Imaging That Captures Damage to Brain in CIS Helps in Determining Likelihood of MS, Study Says
Imaging techniques that measure damage to the brain, in addition to those that detect lesions, may be useful in predicting likely disease progression in people with clinically isolated syndrome (CIS), a study found.
The study, “Early imaging predictors of longer term multiple sclerosis risk and severity in acute optic neuritis,” was published in the Multiple Sclerosis Journal – Experimental, Translational and Clinical.
Multiple sclerosis (MS) starts out as CIS, where there has only been one neurologic episode like optic neuritis, so it’s not “multiple” sclerosis yet. Many people with CIS will eventually progress to MS, but some won’t, and distinguishing between the two is a clinical challenge.
Brain imaging for MS usually involves magnetic resonance imaging (MRI) that is focused on looking for lesions, spots of active inflammation. But these may not tell the full story, as disease progression in MS is not just affected by lesions visible on a scan, but by widespread damage to brain cells (neurodegeneration).
To investigate predictors of long-term MS progression and severity in CIS patients, researchers in Australia recruited 36 people with CIS and imaged their brains at presentation (the lone neurologic event) and again one year later. A group of 23 people without CIS (control group) were also imaged to serve as controls.
The team assessed lesions through conventional MRIs, and through diffusion tensor imaging (DTI) and optical coherence tomography (OCT) — both of which can more directly measure neurodegeneration.

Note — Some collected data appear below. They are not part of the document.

PR #3295, opened 2023-07-19
Tweak 2.4.6 Headings and Labels understanding

### LINKED ISSUE #3291: 2.4.6 - Describe topic or purpose IN or OUT of context?
Hello!

What is the normative stance on whether 2.4.6 requires labels to describe topic or purpose out of context?

patrickhlauke:
Remove incorrect suggestion that headings/labels should make sense out of context, reformat lists (particularly what seemed to be a definition list, but marked up with `<strong>`? dear me...)

Closes #3291


understanding/20/headings-and-labels.html
```diff
@@ -49,152 +48,82 @@ <h2>Intent of Headings and Labels</h2>
...
-            
-            <p>
-               								       
-               <strong>Consistent headings in different articles</strong>
-               							     
-            </p>
-            
-            <p>A Web site contains papers from a conference. Submissions to the conference are required
+               the headings.</dd>
+         <dt>>Consistent headings in different articles</dt>
```
fstrr, line 78: Looks like there's an extra > here

patrickhlauke: good spot

awkawk (approved):

scottaohara (approved):

alastc:
@patrickhlauke that _looks_ like quite a lot of changes, but is it just lines 58-60?

patrickhlauke:
@alastc core change of content is 58-60 yes. the rest is removing oodles of empty lines, replacing minus with an actual em dash, and reformatting the unordered list using `<strong>` with an actual definition list (i have a separate PR that makes this particular change everywhere else in the understanding)

dbjorge (approved):

melaniephilipp:
CURRENT: "...labels and headings **are meaningful when read out of context,** for example, in a Table of Contents, or when jumping from heading to heading within a page...." to "...labels and headings **are clearer when presented in a different format** – for example, in an automatically generated list of headings, a table of contents, or when jumping from heading to heading within a page."

patrickhlauke:
> the proposed text doesn't clarify what kind of context can be taken into account

because "context" is a red herring that wasn't part of the SC (not in the way that 1.4.4 tried to define it). The SC is much more handwavy about how to determine if headings/labels are appropriate enough to "define topic or purpose" (naturally, as that's such a wooly subjective concept to begin with)

melaniephilipp:
Thanks @patrickhlauke - we are always wrestling with defining when labels (especially regarding multiple buttons with the same accessible name) are appropriate enough to "define topic or purpose". The subjectiveness makes it difficult indeed for consistency in assessments. When I saw the issue come through I was hoping by some miracle the update would define it less subjectively. :-) 

At any rate, removing the incorrect suggestion that headings/labels should make sense out of context is a good move. 

Thanks!

PR #4812, opened 2025-12-23
Expand title of H54 - "defining instance of a word *or phrase*"

patrickhlauke:
Closes https://github.com/w3c/wcag/issues/2505

### DIFF
--- a/techniques/aria/ARIA8.html
+++ b/techniques/aria/ARIA8.html
@@ -8,7 +8,7 @@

Participants were followed for a median of eight and a half years. Over the course of this time, 25 people progressed from CIS to MS, while the remaining 11 did not.
Compared to those who held stable, patients who progressed to MS had significantly more and larger lesions develop in the first year after presentation. They also had significantly lower DTI measurements in certain brain regions (specifically in the corpus callosum and cortico-spinal tract), and more thinning of the retinal nerve fiber layer (RNFL, which is what OCT actually measures; of note, RNFL thickness decreases over time, and it correlates with axonal damage in the visual pathways and whole brain atrophy).
In statistical models, the only factor that was significantly predictive of time to a second neurologic episode (relapse), once all factors were taken into account, was the number of new lesions that appeared in the first year. This result suggested that markers of inflammation (i.e., lesions) would have the most predictive power.
“The number of newly appearing lesion was the only significant predictor of rate of second relapse, demonstrating that clinical relapses are strongly associated with early MRI inflammatory activity. This confirms previous studies reporting that baseline lesion load is significantly greater in patients who develop MS,” the researchers wrote.
However, none of the variables assessed were significantly predictive of the number of relapses.
Researchers also found that a greater decrease in RNFL thickness in MS patients was significantly correlated with higher scores on the Expanded Disability Status Scale, which indicates more severe disability.
Taken together, the data suggested that incorporating new imaging techniques, not just measuring lesions, can provide valuable prognostic information for people with CIS, the team concluded.
“Novel prognostic algorithms that integrate standard radiological assessments of lesions, together with newer imaging assessments that are sensitive to neurodegenerative changes, could improve the prediction of longer term clinical outcomes in MS, and should be explored in larger cohorts to inform clinical practice,” the researchers wrote.